* _TASK DETAILS_
Scan the records beneath this line for the line holding "It's a bit annoying" and the line holding "--- a/docker/config/translator-proxy-config.toml.template", then transcribe exactly those two and all lines between.

* _RECORDS TO PROCESS_
%%
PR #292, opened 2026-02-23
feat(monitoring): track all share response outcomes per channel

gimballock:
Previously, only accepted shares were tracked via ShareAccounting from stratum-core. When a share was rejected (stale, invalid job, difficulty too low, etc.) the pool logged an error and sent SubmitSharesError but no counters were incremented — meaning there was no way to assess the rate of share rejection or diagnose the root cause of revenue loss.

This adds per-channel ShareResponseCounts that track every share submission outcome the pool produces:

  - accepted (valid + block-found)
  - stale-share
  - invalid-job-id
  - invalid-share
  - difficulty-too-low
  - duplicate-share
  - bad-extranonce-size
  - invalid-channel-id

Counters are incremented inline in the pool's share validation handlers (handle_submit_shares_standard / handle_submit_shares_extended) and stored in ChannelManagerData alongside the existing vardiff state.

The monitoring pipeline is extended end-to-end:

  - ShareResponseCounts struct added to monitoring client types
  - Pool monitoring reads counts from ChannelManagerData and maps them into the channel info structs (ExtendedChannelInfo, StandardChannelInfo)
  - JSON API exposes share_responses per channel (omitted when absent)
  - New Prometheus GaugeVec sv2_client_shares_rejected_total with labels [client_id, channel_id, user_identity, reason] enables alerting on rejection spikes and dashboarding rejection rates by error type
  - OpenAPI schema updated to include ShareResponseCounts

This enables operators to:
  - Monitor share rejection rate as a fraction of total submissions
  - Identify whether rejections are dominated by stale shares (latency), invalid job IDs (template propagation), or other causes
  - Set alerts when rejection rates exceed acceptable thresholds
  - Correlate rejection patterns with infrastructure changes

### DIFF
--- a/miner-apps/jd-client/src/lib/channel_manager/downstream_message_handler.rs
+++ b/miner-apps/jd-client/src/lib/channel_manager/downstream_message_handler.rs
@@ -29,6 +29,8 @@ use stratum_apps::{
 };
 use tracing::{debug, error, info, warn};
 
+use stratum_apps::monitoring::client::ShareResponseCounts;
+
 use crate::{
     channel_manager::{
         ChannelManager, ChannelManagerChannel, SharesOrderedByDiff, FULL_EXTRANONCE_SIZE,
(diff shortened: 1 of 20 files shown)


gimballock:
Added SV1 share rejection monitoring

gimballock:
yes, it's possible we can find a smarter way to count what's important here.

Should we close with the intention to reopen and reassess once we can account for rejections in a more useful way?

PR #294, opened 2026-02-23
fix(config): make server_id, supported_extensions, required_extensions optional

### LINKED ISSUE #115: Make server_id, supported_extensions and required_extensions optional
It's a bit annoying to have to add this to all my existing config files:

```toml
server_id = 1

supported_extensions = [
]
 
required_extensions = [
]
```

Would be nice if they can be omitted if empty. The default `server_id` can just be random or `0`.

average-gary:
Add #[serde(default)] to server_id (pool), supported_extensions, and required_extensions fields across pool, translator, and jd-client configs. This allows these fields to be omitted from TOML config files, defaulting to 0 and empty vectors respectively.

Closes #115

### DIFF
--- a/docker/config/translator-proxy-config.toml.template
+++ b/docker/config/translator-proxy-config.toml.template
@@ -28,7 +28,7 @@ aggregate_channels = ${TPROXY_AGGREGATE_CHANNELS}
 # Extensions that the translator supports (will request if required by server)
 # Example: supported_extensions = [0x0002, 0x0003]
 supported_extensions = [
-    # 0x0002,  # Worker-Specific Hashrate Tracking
%%
* _WRITTEN ANSWER_
It's a bit annoying to have to add this to all my existing config files:

```toml
server_id = 1

supported_extensions = [
]
 
required_extensions = [
]
```

Would be nice if they can be omitted if empty. The default `server_id` can just be random or `0`.

average-gary:
Add #[serde(default)] to server_id (pool), supported_extensions, and required_extensions fields across pool, translator, and jd-client configs. This allows these fields to be omitted from TOML config files, defaulting to 0 and empty vectors respectively.

Closes #115

### DIFF
--- a/docker/config/translator-proxy-config.toml.template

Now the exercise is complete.